(Saved entries)
((
PR #2007, opened 2026-09-20
[layer_norm] Add a C++ row kernel for the affine LayerNorm (opt-in)

vule20:
## Summary

The `air.api` LayerNorm is latency-bound: it walks a 768-element row in 16-lane steps, chaining two
f32 reductions through an L1 scratch buffer before the epilogue, one row at a time on 8 tiles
))
| Task requirements |
How many lines in the entries above hold the word "LayerNorm"? Reply with the number by itself.

| Finished exercise |
2